The New Stock Market: Sense and Nonsense - dsri
https://papers.ssrn.com/sol3/papers.cfm?abstract_id=2580002

======
acconrad
This paper explains the exploitations of High Frequency Trading and it's
effects on the stock markets of today. The authors are from Columbia Law
School and Columbia Business School - The B-school being one of the top
business schools for investing specialists (particularly value investing).

If you've read _Security Analysis_ or _Intelligent Investor_ by Benjamin
Graham (also from Columbia), this shouldn't concern you. Even the conclusion
from the paper is that "there is no emergency requiring immediate, poorly-
considered action." The day-to-day micro trades of a HFT firm bear little
consequence to the long-term performance of a security. What should concern
you is Mr. Market[1]. Mispricing of securities (i.e. from a poor earnings
report, sell from an instituitional index fund because it dropped from a large
cap to a mid cap, etc.) and the inefficiencies of irrational trades create
opportunities for investors, even for the individual investor.

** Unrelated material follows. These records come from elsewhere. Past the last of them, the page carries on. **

Issue #141, opened 2020-11-30
Obtain id of enum variant at "runtime"


passcod:
It would be nice to be able to obtain the deku `id` of a given enum variant from a method on the enum, for testing and other purposes (custom writers?). E.g.

```rust
#[derive(DekuRead)]
#[deku(type = "u8")]
enum Request {
	#[id = "0x01"]
	Cats { toy: Toy },

	#[id = "0x10"]
	Dogs { ball: Ball },
}

fn test_request() {
	let request = vec![Request::Cats { toy }.deku_id()];
	Request::from_bytes((&request, 0))?; // ...
}
```

Currently I make do with duplicating the IDs in a match in a method.

wcampbell0x2a:
You may want to look at: https://github.com/sharksforarms/deku/pull/139

passcod:
That won't work with non-unit enums, will it?

wcampbell0x2a:
> That won't work with non-unit enums, will it?

True

wcampbell0x2a:
@passcod Current there is a MR(https://github.com/sharksforarms/deku/pull/176) for this, if you have any input lmk

sharksforarms:
Now available in 0.11.0

PR #176, opened 2021-02-17
Add deku_id()

wcampbell0x2a:
This creates a `deku_id()` function for enums that gives a user the ability for knowing the id of a enum variant at runtime. See https://github.com/sharksforarms/deku/issues/141

Any comments you have would be great! I'm still new to more advanced TokenStream _fun_.

- Having some issues with implementing the Generic part of the enum, and not sure how to implement that part of the code generation.
```
error[E0412]: cannot find type `T` in this scope
  --> src/lib.rs:89:15
   |
89 | enum TestEnum<T>
   |               ^ not found in this scope

error: aborting due to previous error
```
- Not sure on if you want this to be a trait function grouped with `DekuRead`?
- I have more testing I can throw in that enum test file

### DIFF
--- a/deku-derive/src/macros/deku_read.rs
+++ b/deku-derive/src/macros/deku_read.rs
@@ -128,7 +128,6 @@ fn emit_struct(input: &DekuData) -> Result<TokenStream, syn::Error> {
         });
     }
 
-    // println!("{}", tokens.to_string());
     Ok(tokens)
 }
 
@@ -164,6 +163,7 @@ fn emit_enum(input: &DekuData) -> Result<TokenStream, syn::Error> {
     let mut has_default_match = false;
     let mut pre_match_tokens = vec![];
     let mut variant_matches = vec![];
+    let mut deku_ids = vec![];
 
     let has_discriminant = variants.iter().any(|v| v.discriminant.is_some());
 
@@ -219,6 +219,16 @@ fn emit_enum(input: &DekuData) -> Result<TokenStream, syn::Error> {
             let internal_fields = gen_internal_field_idents(variant_is_named, field_idents);
             let initialize_enum =
                 super::gen_enum_init(variant_is_named, variant_ident, internal_fields);
+
+            if !has_discriminant && variant.id_pat.is_none() {
+                let variant_deku_id = variant.id.as_ref();
+                let deku_id = if let Id::LitByteStr(variant_deku_id) = variant_deku_id.unwrap() {
+                    quote! { Self :: #initialize_enum => *#variant_deku_id}
+                } else {
+                    quote! { Self :: #initialize_enum => #variant_deku_id}
+                };
+                deku_ids.push(deku_id);
+            }
 
             // if we're consuming an id, set the rest to new_rest before reading the variant
             let new_rest = if consume_id {
@@ -352,7 +362,36 @@ fn emit_enum(input: &DekuData) -> Result<TokenStream, syn::Error> {
         });
     }
 
-    // println!("{}", tokens.to_string());
+    // create `deku_id` function for retrieving at runtime the id value
+    let deku_id_id_type = if id_type.is_some() || input.ctx.is_none() {
+        id_type.unwrap()
+    } else {
+        &ctx_types
+    };
+    let deku_id = if deku_ids.is_empty() {
+        quote! {
+            impl #ident {
+                fn deku_id(&self) -> #deku_id_id_type {
+                    match self {
+                        _ => panic!("deku id for variant not found")
+                    }
+                }
+            }
+        }
+    } else {
+        quote! {
+            impl #ident {
+                fn deku_id(&self) -> #deku_id_id_type {
+                    match self {
+                        #(#deku_ids),*,
+                        _ => panic!("deku id for variant not found"),
+                    }
+                }
+            }
+        }
+    };
+    tokens.extend(deku_id);
+
     Ok(tokens)
 }
 
--- a/deku-derive/src/macros/deku_read.rs
+++ b/deku-derive/src/macros/deku_read.rs
@@ -371,7 +371,7 @@ fn emit_enum(input: &DekuData) -> Result<TokenStream, syn::Error> {
         &ctx_types
     };
     let deku_id = quote! {
-        impl #ident {
+        impl #imp DekuEnumExt<#lifetime, #deku_id_id_type> for #ident #wher {
             fn deku_id(&self) -> Result<#deku_id_id_type, DekuError> {
                 match self {
                     #(#deku_ids ,)*
--- a/deku-derive/src/macros/deku_read.rs
+++ b/deku-derive/src/macros/deku_read.rs
@@ -224,9 +224,9 @@ fn emit_enum(input: &DekuData) -> Result<TokenStream, syn::Error> {
             if !has_discriminant && variant.id_pat.is_none() {
                 let variant_deku_id = variant.id.as_ref();
                 let deku_id = if let Id::LitByteStr(variant_deku_id) = variant_deku_id.unwrap() {
-                    quote! { Self :: #initialize_enum => *#variant_deku_id}
+                    quote! { Self :: #initialize_enum => Ok(*#variant_deku_id)}
                 } else {
-                    quote! { Self :: #initialize_enum => #variant_deku_id}
+                    quote! { Self :: #initialize_enum => Ok(#variant_deku_id)}
                 };
                 deku_ids.push(deku_id);
             }
@@ -363,7 +363,7 @@ fn emit_enum(input: &DekuData) -> Result<TokenStream, syn::Error> {
         });
     }
 
-    // create `deku_id` function for retrieving at runtime the id value
+    // create `deku_id()` function for retrieving at runtime the id value
     let deku_id_id_type = if let Some(id_type) = id_type {
         id_type
     } else {
@@ -372,9 +372,9 @@ fn emit_enum(input: &DekuData) -> Result<TokenStream, syn::Error> {
     let deku_id = if deku_ids.is_empty() {
         quote! {
             impl #ident {
-                fn deku_id(&self) -> #deku_id_id_type {
+                fn deku_id(&self) -> Result<#deku_id_id_type, DekuError> {
                     match self {
-                        _ => panic!("deku id for variant not found")
+                        _ => Err(DekuError::IdVariantNotFound),
                     }
                 }
             }
@@ -382,10 +382,10 @@ fn emit_enum(input: &DekuData) -> Result<TokenStream, syn::Error> {
     } else {
         quote! {
             impl #ident {
-                fn deku_id(&self) -> #deku_id_id_type {
+                fn deku_id(&self) -> Result<#deku_id_id_type, DekuError> {
                     match self {
                         #(#deku_ids),*,
-                        _ => panic!("deku id for variant not found"),
+                        _ => Err(DekuError::IdVariantNotFound),
                     }
                 }
             }
--- a/deku-derive/src/macros/deku_read.rs
+++ b/deku-derive/src/macros/deku_read.rs
@@ -1,7 +1,8 @@
 use crate::{
     macros::{
         gen_ctx_types_and_arg, gen_field_args, gen_id_args, gen_internal_field_ident,
-        gen_internal_field_idents, pad_bits, gen_type_from_ctx_id, token_contains_string, wrap_default_ctx,
+        gen_internal_field_idents, gen_type_from_ctx_id, pad_bits, token_contains_string,
+        wrap_default_ctx,
     },
     Id,
 };
--- a/deku-derive/src/macros/deku_read.rs
+++ b/deku-derive/src/macros/deku_read.rs
@@ -370,24 +370,12 @@ fn emit_enum(input: &DekuData) -> Result<TokenStream, syn::Error> {
     } else {
         &ctx_types
     };
-    let deku_id = if deku_ids.is_empty() {
-        quote! {
-            impl #ident {
-                fn deku_id(&self) -> Result<#deku_id_id_type, DekuError> {
-                    match self {
-                        _ => Err(DekuError::IdVariantNotFound),
-                    }
-                }
-            }
-        }
-    } else {
-        quote! {
-            impl #ident {
-                fn deku_id(&self) -> Result<#deku_id_id_type, DekuError> {
-                    match self {
-                        #(#deku_ids),*,
-                        _ => Err(DekuError::IdVariantNotFound),
-                    }
+    let deku_id = quote! {
+        impl #ident {
+            fn deku_id(&self) -> Result<#deku_id_id_type, DekuError> {
+                match self {
+                    #(#deku_ids ,)*
+                    _ => Err(DekuError::IdVariantNotFound),
                 }
             }
         }
--- a/deku-derive/src/macros/deku_read.rs
+++ b/deku-derive/src/macros/deku_read.rs
@@ -364,8 +364,8 @@ fn emit_enum(input: &DekuData) -> Result<TokenStream, syn::Error> {
     }
 
     // create `deku_id` function for retrieving at runtime the id value
-    let deku_id_id_type = if id_type.is_some() || input.ctx.is_none() {
-        id_type.unwrap()
+    let deku_id_id_type = if let Some(id_type) = id_type {
+        id_type
     } else {
         &ctx_types
     };
--- a/deku-derive/src/macros/deku_read.rs
+++ b/deku-derive/src/macros/deku_read.rs
@@ -128,6 +128,7 @@ fn emit_struct(input: &DekuData) -> Result<TokenStream, syn::Error> {
         });
     }
 
+    // println!("{}", tokens.to_string());
     Ok(tokens)
 }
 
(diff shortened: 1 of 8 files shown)


deku-derive/src/macros/deku_read.rs
```diff
@@ -128,7 +128,6 @@ fn emit_struct(input: &DekuData) -> Result<TokenStream, syn::Error> {
         });
     }
 
-    // println!("{}", tokens.to_string());
```
sharksforarms, line 131: The comment print can stay :) it's useful for debugging the output when cargo expand fails. I can add a comment to it.

deku-derive/src/macros/deku_read.rs
```diff
@@ -220,6 +220,16 @@ fn emit_enum(input: &DekuData) -> Result<TokenStream, syn::Error> {
             let initialize_enum =
                 super::gen_enum_init(variant_is_named, variant_ident, internal_fields);
 
+            if !has_discriminant && variant.id_pat.is_none() {
```
sharksforarms, line 223: It might be possible to do this section earlier when we're figuring out the variant id:
https://github.com/sharksforarms/deku/blob/afa7672dbf86977a93eda5ed874d0bc77aa4171d/deku-derive/src/macros/deku_read.rs#L179-L183

deku-derive/src/macros/deku_read.rs
```diff
@@ -352,7 +362,36 @@ fn emit_enum(input: &DekuData) -> Result<TokenStream, syn::Error> {
         });
     }
 
-    // println!("{}", tokens.to_string());
```
sharksforarms, line 355: (print can stay as per last comment)

deku-derive/src/macros/deku_read.rs
```diff
@@ -352,7 +362,36 @@ fn emit_enum(input: &DekuData) -> Result<TokenStream, syn::Error> {
...
+    // create `deku_id` function for retrieving at runtime the id value
+    let deku_id_id_type = if id_type.is_some() || input.ctx.is_none() {
+        id_type.unwrap()
```
sharksforarms, line 367: this could panic if `id_type==None` and `input.ctx==Some`

Would perfer an `if let` binding

deku-derive/src/macros/deku_read.rs
```diff
@@ -352,7 +362,36 @@ fn emit_enum(input: &DekuData) -> Result<TokenStream, syn::Error> {
...
+    } else {
+        &ctx_types
```
sharksforarms, line 369: is there a test case for this case?

deku-derive/src/macros/deku_read.rs
```diff
@@ -352,7 +362,36 @@ fn emit_enum(input: &DekuData) -> Result<TokenStream, syn::Error> {
...
+    };
+    let deku_id = if deku_ids.is_empty() {
+        quote! {
+            impl #ident {
+                fn deku_id(&self) -> #deku_id_id_type {
+                    match self {
+                        _ => panic!("deku id for variant not found")
```
sharksforarms, line 376: We should avoid panics, a `DekuError` should be returned

deku-derive/src/macros/deku_read.rs
```diff
@@ -352,7 +362,36 @@ fn emit_enum(input: &DekuData) -> Result<TokenStream, syn::Error> {
...
+                    }
+                }
+            }
+        }
+    } else {
+        quote! {
+            impl #ident {
+                fn deku_id(&self) -> #deku_id_id_type {
+                    match self {
+                        #(#deku_ids),*,
```
sharksforarms, line 386: Since this is the only difference in the if case, I think we can collapse them into one
If `deku_ids` is empty, this should not even expand, leaving us with the first case :)

```suggestion
                        #(#deku_ids),*
```

tests/test_enum.rs
```diff
@@ -86,16 +86,17 @@ fn test_enum_discriminant(input: &[u8], expected: TestEnumDiscriminant) {
...
+enum TestEnumArray {
+    #[deku(id = b"123")]
+    VarA,
+    #[deku(id = "[1,1,1]")]
+    VarB,
+}
+
 #[test]
 fn test_enum_array_type() {
-    #[derive(PartialEq, Debug, DekuRead, DekuWrite)]
```
sharksforarms, line 91: I would prefer to see another struct inside another test function instead of re-using this

sharksforarms (changes requested):
Thanks @wcampbell0x2a ! Just some general comments on how to make it better. This looks great!

(Also PR is coming to fix bitvec/clippy/build errors... sorry about that)

Edit: Done. You can now rebase with master and the builds should be better

deku-derive/src/macros/deku_read.rs
wcampbell0x2a: Well, with this diff:
```
diff --git a/deku-derive/src/macros/deku_read.rs b/deku-derive/src/macros/deku_read.rs
index b587736..54ffaf0 100644
--- a/deku-derive/src/macros/deku_read.rs
+++ b/deku-derive/src/macros/deku_read.rs
@@ -368,30 +368,19 @@ fn emit_enum(input: &DekuData) -> Result<TokenStream, syn::Error> {
     } else {
         &ctx_types
     };
-    let deku_id = if deku_ids.is_empty() {
-        quote! {
-            impl #ident {
-                fn deku_id(&self) -> #deku_id_id_type {
-                    match self {
-                        _ => panic!("deku id for variant not found")
-                    }
-                }
-            }
-        }
-    } else {
-        quote! {
-            impl #ident {
-                fn deku_id(&self) -> #deku_id_id_type {
-                    match self {
-                        #(#deku_ids),*,
-                        _ => panic!("deku id for variant not found"),
-                    }
+    let deku_id = quote! {
+        impl #ident {
+            fn deku_id(&self) -> #deku_id_id_type {
+                match self {
+                    #(#deku_ids),*
+                    _ => panic!("deku id for variant not found"),
                 }
             }
         }
     };
     tokens.extend(deku_id);
```
     
It looks like the last item doesn't print the trailing `,`
```
} impl TestEnumArray
{
    fn deku_id(& self) -> [u8 ; 3]
    {
        match self
        {
            Self :: VarA => * b"123", Self :: VarB => [1, 1, 1] _ => panic !
            ("deku id for variant not found"),
        }
    }
}
```

sharksforarms: Try this: `#(#var ,)*`

https://github.com/dtolnay/quote#repetition

tests/test_enum.rs
wcampbell0x2a: Refactored all tests for this MR into `tests/test_deku_id.rs`

deku-derive/src/macros/deku_read.rs
wcampbell0x2a: Fixed

deku-derive/src/macros/deku_read.rs
wcampbell0x2a: Should be tested in `tests/test_deku_id.rs`

deku-derive/src/macros/deku_read.rs
wcampbell0x2a: Fixed

deku-derive/src/macros/deku_read.rs
wcampbell0x2a: Added Option return for the let assignment @ 179, I think it's much nicer.

deku-derive/src/macros/deku_read.rs
wcampbell0x2a: sweet, works. thanks.

wcampbell0x2a:
Only thing left is the `tests/test_generic.rs`, any hints?

wcampbell0x2a:
Also adding docs, do you have an area in which you think docs for this function would be applicable?

passcod:
This make `deku_id()` an inherent method, right? Wouldn't it be better to have on a dedicated trait instead so it doesn't conflict with any user-defined `deku_id()`?

deku-derive/src/macros/deku_read.rs
```diff
@@ -352,6 +364,24 @@ fn emit_enum(input: &DekuData) -> Result<TokenStream, syn::Error> {
...
     }
 
+    // create `deku_id()` function for retrieving at runtime the id value
+    let deku_id_id_type = if let Some(id_type) = id_type {
+        id_type
+    } else {
+        &ctx_types
+    };
+    let deku_id = quote! {
+        impl #ident {
```
sharksforarms, line 374: I think a `DekuEnumExt` trait to hold these functions would be great as @passcod mentioned

src/error.rs
```diff
@@ -41,6 +41,8 @@ pub enum DekuError {
     Unexpected(String),
     /// Assertion error from `assert` or `assert_eq` attributes
     Assertion(String),
+    /// `id` attribute not found in `deku_id()`
```
sharksforarms, line 44: "Could not resolve `id` for variant"

src/error.rs
```diff
@@ -74,6 +76,7 @@ impl core::fmt::Display for DekuError {
             DekuError::InvalidParam(ref err) => write!(f, "Invalid param error: {}", err),
             DekuError::Unexpected(ref err) => write!(f, "Unexpected error: {}", err),
             DekuError::Assertion(ref err) => write!(f, "Assertion error: {}", err),
+            DekuError::IdVariantNotFound => write!(f, "deku id for variant not found"),
```
sharksforarms, line 79: "Could not resolve `id` for variant"

tests/test_deku_id.rs
```diff
@@ -0,0 +1,118 @@
...
+    }
+
+    assert_eq!(Ok(Request2::Cats), Request3::Cats.deku_id());
+    assert_eq!(Ok(Request2::Dogs), Request3::Dogs.deku_id());
+}
+
+#[test]
+fn test_ctx() {
+    #[derive(PartialEq, Debug, DekuRead, DekuWrite)]
+    struct StructEnumId {
```
sharksforarms, line 48: not used

tests/test_deku_id.rs
```diff
@@ -0,0 +1,118 @@
...
+
+    #[derive(Copy, Clone, PartialEq, Debug, DekuRead, DekuWrite)]
+    #[deku(type = "u8")]
+    enum Nice {
+        True = 0x00,
+        False = 0x01,
+    }
+
+    #[derive(PartialEq, Debug, DekuRead, DekuWrite)]
+    struct StructEnumId2 {
```
sharksforarms, line 74: not used

tests/test_deku_id.rs
```diff
@@ -0,0 +1,118 @@
...
+    enum TopLevelCtxEnum {
+        #[deku(id = "1")]
+        VariantA(u8),
+    }
+
+    assert_eq!(Ok(1), TopLevelCtxEnum::VariantA(0).deku_id());
+}
+
+#[test]
+fn test_advanced() {
```
sharksforarms, line 107: `test_litbytestr`

deku-derive/src/macros/deku_read.rs
sharksforarms: Agreed!

sharksforarms:
> Only thing left is the `tests/test_generic.rs`, any hints?

Here is an example:

https://github.com/sharksforarms/deku/blob/master/deku-derive/src/macros/deku_read.rs#L658

> Also adding docs, do you have an area in which you think docs for this function would be applicable?

Let's see what the docs look like with a `DekuEnumExt` trait, this may be sufficient. We can also expand the `example/enums.rs` to include it.

deku-derive/src/macros/deku_read.rs
wcampbell0x2a: weird that tarpaulin says this isn't tested, but it is 3 times :shrug:

wcampbell0x2a:
Fixed generics, added to `examples/enums.rs` and added trait :rocket:

deku-derive/src/macros/deku_read.rs
```diff
@@ -220,6 +225,13 @@ fn emit_enum(input: &DekuData) -> Result<TokenStream, syn::Error> {
             let initialize_enum =
                 super::gen_enum_init(variant_is_named, variant_ident, internal_fields);
 
+            if let Some(deku_id_deref) = deku_id_deref {
+                let variant_deku_id = variant.id.as_ref();
+                let deku_id =
+                    quote! { Self :: #initialize_enum => Ok(#deku_id_deref #variant_deku_id)};
+                deku_ids.push(deku_id);
+            }
+
```
sharksforarms, line 234: It may make more sense to do the deref logic here:

```suggestion
            if let Some(variant_id) = &variant.id {
                let deref = match variant_id {
                    Id::TokenStream(v) => quote!{},
                    Id::LitByteStr(v) => quote! {*},
                };
                let deku_id =
                    quote! { Self :: #initialize_enum => Ok(#deref #variant_id)};
                deku_ids.push(deku_id);
            }

```

deku-derive/src/macros/deku_read.rs
```diff
@@ -352,6 +364,24 @@ fn emit_enum(input: &DekuData) -> Result<TokenStream, syn::Error> {
         });
     }
 
+    // create `deku_id()` function for retrieving at runtime the id value
```
sharksforarms, line 367: update comment

src/lib.rs
```diff
@@ -330,3 +330,9 @@ pub trait DekuUpdate {
     /// Apply updates
     fn update(&mut self) -> Result<(), DekuError>;
 }
+
+/// "Extended Enum" trait: obtain additional enum information
+pub trait DekuEnumExt<'a, T> {
```
sharksforarms, line 335: Docs look good with this :) nice!

deku-derive/src/macros/deku_read.rs
wcampbell0x2a: Fixed

deku-derive/src/macros/deku_read.rs
wcampbell0x2a: Fixed

deku-derive/src/macros/deku_read.rs
```diff
@@ -352,6 +364,24 @@ fn emit_enum(input: &DekuData) -> Result<TokenStream, syn::Error> {
...
+    let deku_id_id_type = if let Some(id_type) = id_type {
+        id_type
+    } else {
+        &ctx_types
```
sharksforarms, line 370: The problem with using `ctx_types` is when there's more than one, it breaks:

```rust
#[deku(ctx = "test: u16, my_id: u8", id = "my_id")]
enum EnumId {
    #[deku(id = "1")]
    VarA(u8),
    #[deku(id = "2")]
    VarB,
}
```

generates

```rust
impl DekuEnumExt<'_, (u16, u8)> for EnumId {
    fn deku_id(&self) -> Result<(u16, u8), DekuError> {
        match self {
            Self::VarA(__deku_field_0) => Ok(1),
            Self::VarB => Ok(2),
            _ => Err(DekuError::IdVariantNotFound),
        }
    }
}
```

One way of solving this would be to find the type of `input.id` in `input.ctx`

#[deku(ctx = "test: u16, **my_id**: **u8**", id = "**my_id**")]

Having a utility function in `macros/mod.rs` would be useful. You can look at `gen_ctx_types_and_arg` to see how it iterates `ctx`

tests/test_deku_id.rs
```diff
@@ -0,0 +1,102 @@
...
+
+    #[derive(Copy, Clone, PartialEq, Debug, DekuRead, DekuWrite)]
+    #[deku(type = "u8")]
+    enum Nice {
+        True = 0x00,
+        False = 0x01,
+    }
+
+    #[derive(PartialEq, Debug, DekuRead, DekuWrite)]
+    #[deku(ctx = "my_id: Nice", id = "my_id")]
```
sharksforarms, line 66: This seems to be testing the same thing as the previous, possibly change to include 2 ctx arguments

tests/test_enum.rs
```diff
@@ -85,23 +85,3 @@ fn test_enum_discriminant(input: &[u8], expected: TestEnumDiscriminant) {
     let ret_write: Vec<u8> = ret_read.try_into().unwrap();
     assert_eq!(input.to_vec(), ret_write);
 }
-
-#[test]
```
sharksforarms, line 89: This test can stay

tests/test_deku_id.rs
```diff
@@ -100,3 +100,15 @@ fn test_litbytestr() {
 
     assert_eq!(b"123", TestEnumArray::VarA.deku_id().unwrap().as_ref());
 }
+
+#[test]
+#[should_panic(expected = "called `Result::unwrap()` on an `Err` value: IdVariantNotFound")]
```
sharksforarms, line 105: Good test, I'm sure this could be supported with deku_id() but I'm not sure it's really needed as the discriminant is already available? If anything, it would be done for consistency... Could be done in a separate PR.

wcampbell0x2a: That was my thoughts exactly on that issue.

deku-derive/src/macros/deku_read.rs
wcampbell0x2a: Just pushed https://github.com/sharksforarms/deku/pull/176/commits/649b1d323621fcae5367208fb78c434cee3d0dd0 with this fix. It works and the tests compile but the code quality might be lacking, any opinions or extra tests are good ;)

sharksforarms (approved):
Looks great! Thanks @wcampbell0x2a

PR #187, opened 2021-03-15
add optional `const_generics` support

soruh:
Adds a `const_generics` feature that uses `min_const_generics` which will be stabilized on March 25, 2021 as part of Rust 1.51 (and is currently available in beta) to allow for reading/writing arrays with >32 elements when enabled.

### DIFF
--- a/Cargo.toml
+++ b/Cargo.toml
@@ -22,6 +22,7 @@ members = [
 default = ["std"]
 std = ["deku_derive/std", "bitvec/std", "alloc"]
 alloc = ["bitvec/alloc"]
+const_generics = []
 
 [dependencies]
 deku_derive = { version = "^0.11.0", path = "deku-derive", default-features = false}
--- a/src/impls/slice.rs
+++ b/src/impls/slice.rs
@@ -89,74 +89,140 @@ where
     }
 }
 
-macro_rules! ImplDekuSliceTraits {
-    ($typ:ty; $($count:expr),+ $(,)?) => {
+#[cfg(not(feature = "const_generics"))]
+mod pre_const_generics_impl {
+    use super::*;
 
-        impl<Ctx: Copy> DekuWrite<Ctx> for &[$typ]
-        where
-            $typ: DekuWrite<Ctx>,
-        {
-            fn write(&self, output: &mut BitVec<Msb0, u8>, ctx: Ctx) -> Result<(), DekuError> {
-                for v in *self {
-                    v.write(output, ctx)?;
-                }
-                Ok(())
-            }
-        }
+    macro_rules! ImplDekuSliceTraits {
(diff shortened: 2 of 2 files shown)


sharksforarms (approved):
This looks great! Thanks!

soruh:
great, thank you!

v1gnesh:
Hey @soruh, could you show an example of how this can be used?

wcampbell0x2a:
> Hey @soruh, could you show an example of how this can be used?

This feature is enabled on master: https://github.com/sharksforarms/deku/blob/d04559605bed4476b1a78aaffd843377d6ab8fe6/Cargo.toml#L22

soruh:
It allows you to use arrays that are more than 32 elements long and arrays with const generic sizes, so [this impl](https://docs.rs/deku/latest/deku/trait.DekuRead.html#impl-DekuRead%3C'a,+Ctx%3E-for-%5BT;+N%5D)

here's an example I guess:
```rust
use deku::{DekuContainerRead, DekuContainerWrite, DekuRead, DekuUpdate, DekuWrite};

#[deku(endian = "big")]
struct DekuTest<const N: usize> {
    #[deku(bits = "4")]
    field_a: u8,
    #[deku(bits = "4")]
    field_b: u8,
    field_c: [u8; 40],
    field_d: [u8; N],
}

fn main() {
    const N: usize = 128;

    let mut data = vec![0u8; 1 + 40 + N];
    data[0] = 170;
    data[1..]
        .iter_mut()
        .enumerate()
        .for_each(|(i, x)| *x = i as u8);
    let (_, value) = DekuTest::<N>::from_bytes((data.as_ref(), 0)).unwrap();

    dbg!(value);
}
```

v1gnesh:
> > Hey @soruh, could you show an example of how this can be used?
> 
> This feature is enabled on master:
> 
> https://github.com/sharksforarms/deku/blob/d04559605bed4476b1a78aaffd843377d6ab8fe6/Cargo.toml#L22

Do I have to add something to my project's Cargo.toml to make use of this?
I get a squiggly red line under DekuRead when my Struct uses has a field like this:

```rust
    field: MoString<n>
```

where

```rust
pub struct MoString<const N: usize> (
    #[deku(map=func)
    String,
);
```

soruh:
The feature should is enabled by default, unless you explicitly turned it of with default-features=false or are using an ancient version. I think you probably made a mistake while implementing your MyString type. Also generally, a merged pull request from two years ago is not the greatest place to ask these things... Maybe open a [discussion](https://github.com/sharksforarms/deku/discussions/categories/general) or something?

v1gnesh:
Yes, sure, will try to reproduce separately and open a discussion. Thanks for responding here.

In a bull market like our current one that is going over 6 years strong, it's
hard to find that value (and even then, if you don't have time to learn
investing, you're still best off holding a broad, low-cost, tax-efficient
index funds in stocks and bonds), but it still exists. And it's not being
exploited by HFT or Institutional pollution. You just have to know where to
find it.

[1] [http://www.investopedia.com/terms/m/mr-
market.asp](http://www.investopedia.com/terms/m/mr-market.asp)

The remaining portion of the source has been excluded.